TASK PROMPT: Please count the lines below that contain the word "more", and reply with that number alone.

Stored data entries:
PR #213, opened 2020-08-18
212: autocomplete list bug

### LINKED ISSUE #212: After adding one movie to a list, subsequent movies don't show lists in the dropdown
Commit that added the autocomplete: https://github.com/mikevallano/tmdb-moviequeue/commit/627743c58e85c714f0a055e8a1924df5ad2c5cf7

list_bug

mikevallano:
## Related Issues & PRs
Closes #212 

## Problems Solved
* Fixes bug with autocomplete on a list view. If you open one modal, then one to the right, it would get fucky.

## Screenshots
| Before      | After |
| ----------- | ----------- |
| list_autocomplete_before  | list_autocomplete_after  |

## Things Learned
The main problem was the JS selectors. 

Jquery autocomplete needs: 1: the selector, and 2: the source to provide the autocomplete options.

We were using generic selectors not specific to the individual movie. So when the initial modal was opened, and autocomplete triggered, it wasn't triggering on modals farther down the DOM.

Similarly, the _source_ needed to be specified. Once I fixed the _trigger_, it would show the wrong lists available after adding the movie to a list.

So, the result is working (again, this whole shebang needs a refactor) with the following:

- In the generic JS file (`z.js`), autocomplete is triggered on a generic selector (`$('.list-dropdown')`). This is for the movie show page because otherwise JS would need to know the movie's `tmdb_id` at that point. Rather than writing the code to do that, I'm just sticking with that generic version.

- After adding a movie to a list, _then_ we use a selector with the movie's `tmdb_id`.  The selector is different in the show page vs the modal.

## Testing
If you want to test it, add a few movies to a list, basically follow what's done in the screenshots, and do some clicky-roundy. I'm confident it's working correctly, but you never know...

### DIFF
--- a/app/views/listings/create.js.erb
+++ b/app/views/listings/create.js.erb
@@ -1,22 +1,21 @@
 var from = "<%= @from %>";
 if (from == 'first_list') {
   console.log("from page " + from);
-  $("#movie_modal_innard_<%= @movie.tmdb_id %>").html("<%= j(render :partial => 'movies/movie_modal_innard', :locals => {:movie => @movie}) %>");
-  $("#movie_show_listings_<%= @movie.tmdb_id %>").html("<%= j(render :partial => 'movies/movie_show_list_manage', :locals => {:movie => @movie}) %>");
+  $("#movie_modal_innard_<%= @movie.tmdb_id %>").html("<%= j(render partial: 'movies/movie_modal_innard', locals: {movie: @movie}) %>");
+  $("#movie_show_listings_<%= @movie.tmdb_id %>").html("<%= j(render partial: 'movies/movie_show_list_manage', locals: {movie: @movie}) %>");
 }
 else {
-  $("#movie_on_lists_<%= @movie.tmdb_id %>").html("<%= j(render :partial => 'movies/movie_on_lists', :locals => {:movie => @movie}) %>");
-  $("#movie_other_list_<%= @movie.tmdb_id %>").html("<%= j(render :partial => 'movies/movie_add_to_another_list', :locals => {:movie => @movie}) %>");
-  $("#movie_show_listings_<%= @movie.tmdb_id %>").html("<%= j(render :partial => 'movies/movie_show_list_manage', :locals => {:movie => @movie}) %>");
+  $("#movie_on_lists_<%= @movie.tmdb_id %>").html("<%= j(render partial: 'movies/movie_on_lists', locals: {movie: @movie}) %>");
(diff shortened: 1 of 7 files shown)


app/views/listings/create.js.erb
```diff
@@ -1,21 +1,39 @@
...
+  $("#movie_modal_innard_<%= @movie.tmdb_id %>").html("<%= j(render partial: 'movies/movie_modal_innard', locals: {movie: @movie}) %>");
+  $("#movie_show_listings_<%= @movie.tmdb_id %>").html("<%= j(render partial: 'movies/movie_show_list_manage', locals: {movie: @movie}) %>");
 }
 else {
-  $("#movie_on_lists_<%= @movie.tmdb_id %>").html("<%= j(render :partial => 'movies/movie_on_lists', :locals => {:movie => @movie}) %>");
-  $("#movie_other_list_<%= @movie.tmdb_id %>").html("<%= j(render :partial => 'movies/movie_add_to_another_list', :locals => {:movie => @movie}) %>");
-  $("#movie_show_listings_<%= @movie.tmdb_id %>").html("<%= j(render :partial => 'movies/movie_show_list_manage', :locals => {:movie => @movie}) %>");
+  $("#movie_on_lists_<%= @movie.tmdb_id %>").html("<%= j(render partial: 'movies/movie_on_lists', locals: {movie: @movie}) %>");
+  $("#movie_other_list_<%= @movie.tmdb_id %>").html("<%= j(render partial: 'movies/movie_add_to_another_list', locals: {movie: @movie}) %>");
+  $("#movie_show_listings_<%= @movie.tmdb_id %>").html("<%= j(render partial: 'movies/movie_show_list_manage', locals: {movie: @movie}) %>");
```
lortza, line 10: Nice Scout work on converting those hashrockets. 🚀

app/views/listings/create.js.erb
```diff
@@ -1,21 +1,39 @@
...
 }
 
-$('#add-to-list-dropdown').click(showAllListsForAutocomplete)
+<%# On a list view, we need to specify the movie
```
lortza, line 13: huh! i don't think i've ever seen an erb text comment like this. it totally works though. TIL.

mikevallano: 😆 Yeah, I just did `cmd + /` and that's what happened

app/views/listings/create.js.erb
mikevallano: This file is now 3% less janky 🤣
* * *
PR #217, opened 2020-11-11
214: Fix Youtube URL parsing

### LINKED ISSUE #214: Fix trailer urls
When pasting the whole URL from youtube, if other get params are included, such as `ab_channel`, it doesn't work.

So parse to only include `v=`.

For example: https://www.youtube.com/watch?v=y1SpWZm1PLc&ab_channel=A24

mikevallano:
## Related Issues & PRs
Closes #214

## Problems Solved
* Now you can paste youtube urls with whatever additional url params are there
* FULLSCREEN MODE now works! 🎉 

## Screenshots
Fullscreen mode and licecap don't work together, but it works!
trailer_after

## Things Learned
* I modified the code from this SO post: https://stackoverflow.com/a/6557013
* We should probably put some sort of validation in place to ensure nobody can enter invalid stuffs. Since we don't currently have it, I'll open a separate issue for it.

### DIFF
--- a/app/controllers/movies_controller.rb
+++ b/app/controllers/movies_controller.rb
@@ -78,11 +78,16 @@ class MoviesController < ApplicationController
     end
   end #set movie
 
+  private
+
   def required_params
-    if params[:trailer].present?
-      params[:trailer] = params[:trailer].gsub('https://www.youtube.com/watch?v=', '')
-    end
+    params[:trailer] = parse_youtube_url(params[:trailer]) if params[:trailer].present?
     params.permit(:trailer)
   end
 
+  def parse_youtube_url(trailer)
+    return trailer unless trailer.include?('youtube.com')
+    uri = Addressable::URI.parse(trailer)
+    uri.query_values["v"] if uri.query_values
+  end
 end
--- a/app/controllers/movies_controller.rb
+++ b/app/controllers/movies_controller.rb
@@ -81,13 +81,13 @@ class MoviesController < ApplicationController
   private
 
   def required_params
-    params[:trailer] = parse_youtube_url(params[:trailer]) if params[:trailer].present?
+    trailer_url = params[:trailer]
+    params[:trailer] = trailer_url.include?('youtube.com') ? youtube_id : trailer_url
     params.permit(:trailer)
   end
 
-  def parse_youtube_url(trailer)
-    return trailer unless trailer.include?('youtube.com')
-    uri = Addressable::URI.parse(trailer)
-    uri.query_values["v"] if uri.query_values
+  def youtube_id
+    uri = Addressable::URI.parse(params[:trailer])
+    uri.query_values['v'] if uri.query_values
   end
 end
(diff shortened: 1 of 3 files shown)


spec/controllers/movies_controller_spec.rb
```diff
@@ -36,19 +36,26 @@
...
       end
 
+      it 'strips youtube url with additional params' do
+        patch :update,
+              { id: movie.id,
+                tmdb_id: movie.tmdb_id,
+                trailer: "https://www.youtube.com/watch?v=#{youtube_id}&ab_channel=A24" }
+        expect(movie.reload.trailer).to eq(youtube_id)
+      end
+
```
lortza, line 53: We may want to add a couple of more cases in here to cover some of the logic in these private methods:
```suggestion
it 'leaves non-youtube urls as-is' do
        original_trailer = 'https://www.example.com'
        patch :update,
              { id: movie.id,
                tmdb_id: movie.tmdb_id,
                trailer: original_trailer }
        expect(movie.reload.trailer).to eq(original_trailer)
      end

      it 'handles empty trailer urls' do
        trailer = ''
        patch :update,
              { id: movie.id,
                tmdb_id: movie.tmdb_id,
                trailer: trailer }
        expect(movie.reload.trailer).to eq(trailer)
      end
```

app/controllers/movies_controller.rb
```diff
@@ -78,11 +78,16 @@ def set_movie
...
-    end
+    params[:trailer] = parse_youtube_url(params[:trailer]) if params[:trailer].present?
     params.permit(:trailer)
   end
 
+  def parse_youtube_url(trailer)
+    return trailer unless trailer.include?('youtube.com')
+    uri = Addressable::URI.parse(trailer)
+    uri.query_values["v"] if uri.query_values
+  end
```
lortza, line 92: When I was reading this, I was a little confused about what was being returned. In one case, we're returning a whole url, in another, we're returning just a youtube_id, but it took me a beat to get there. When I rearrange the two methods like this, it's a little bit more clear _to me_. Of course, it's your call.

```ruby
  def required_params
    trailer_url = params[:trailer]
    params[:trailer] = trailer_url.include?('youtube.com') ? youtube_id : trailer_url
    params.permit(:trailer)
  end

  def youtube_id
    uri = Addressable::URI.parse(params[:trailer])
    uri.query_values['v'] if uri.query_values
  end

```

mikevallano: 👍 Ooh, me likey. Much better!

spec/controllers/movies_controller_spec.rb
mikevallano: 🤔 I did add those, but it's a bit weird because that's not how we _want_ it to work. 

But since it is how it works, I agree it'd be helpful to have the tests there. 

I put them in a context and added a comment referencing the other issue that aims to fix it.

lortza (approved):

WRITTEN REPLY: 2